I knew it had something to do with football, featured Robert DeNiro, Bradley Cooper, and Jennifer Lawrence, and had received some rave reviews and even a few awards early in the season (pre-oscars). Other than that, I didn’t know much.
I certainly didn’t know that the film’s opening scenes would take place in a Baltimore psychiatric facility. Given work I had done both while volunteering in college at a state run hospital just outside of Philadelphia (where the rest of the movie takes place) and also as a full-time research coordinator in one of the most expensive private psychiatric treatment centers in the country, just outside of Boston, I might have reconsidered before choosing this as thing to see on a second date. However, it was her suggestion originally, and given my love for movies, I usually don’t turn down the opportunity to incorporate them into a date, especially when I don’t even have to suggest it.
However, in the end, the film lived up to expectations and didn’t confirm my initial fears that the film choice would drag down the evening, given what I know of the bleak and dreary settings of some psychiatric hospitals and their capacity to dampen moods.

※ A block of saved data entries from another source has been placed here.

PR #1012, opened 2022-07-29
Amd change

ZheHuang96:


tests/integration/test_amd.py
```diff
@@ -20,5 +20,4 @@ def test_amd(tmp_path, testdata):
         )
         assert len(res.summary_tool) == 58
         assert len(res.summary_models) == 60
-        assert len(res.summary_individuals_count) == 60
```
pharmpy-dev-123, line 23: Why is this removed?

src/pharmpy/tools/run_amd.py
```diff
@@ -126,48 +126,64 @@ def run_amd(
...
                 _run_covariates, continuous=continuous, categorical=categorical, path=db.path
             )
-            run_subfuncs['covsearch'] = func
+            subresults = func(next_model)
+            next_model = subresults.best_model
+            run_subtools['covsearch'] = subresults
         else:
             raise ValueError(
                 f"Unrecognized section {section} in order. Must be one of {default_order}"
             )
```
pharmpy-dev-123, line 168: This will not allow to store subresults if a tool is present multiple times in `order`. Should use a list instead of a dictionary?

pharmpy-dev-123 (changes requested):

pharmpy-dev-123 (approved):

Instead, David Russell’s adaptation of Matthew Quick’s novel (of the same name) uses the theme of mental illness to contrast and compare the two main characters (Bradley Cooper and Lawrence) as the attempt to both “out-crazy” one another, yet also maintain the mental stability high ground, in their developing friendship. Moreso, the theme of mental illness or “craziness,” appears to fascinate many of the so-called “sane” characters in the film, including a relentless student who repeatedly tries to interview and even catch on film some of the “bi-polar episodes,” and the co-workers of Cooper’s older brother, a well-meaning but overshadowing successful lawyer, who struggles to relate to his younger brother without bringing up areas in which he has “out-performed” him in some way or another.
In a way, I think Quick (though I haven’t yet read the book), but certainly Russell is attempting to point out the sometimes less than obvious, but certainly present mild “mental illnesses,” or at least psychiatric symptomatology that almost everyone experiences every so often, some more often than others. In Silver Linings, there’s Cooper’s father, played by De Niro, an aging bookie, who we learn has been permanently banned from the Eagles Stadium because of his violent outbursts and fights. Then, while he watches the games at home (not by choice) he engages in his “superstitions,” that border on obsessive-compulsive and even delusional when he believes (mistakenly as she later points out) that Cooper’s developing relationship with Lawrence has somehow thrown off the Eagles good luck. Then there is Cooper’s best friend Ronnie (played by John Ortiz), who struggles to deal with the increasing stress caused by a chaotic marriage, a newborn child, and increasing financial responsibilities, all of which he believes he can successfully cope with by going into his garage, listening to Metallica, and “breaking shit.”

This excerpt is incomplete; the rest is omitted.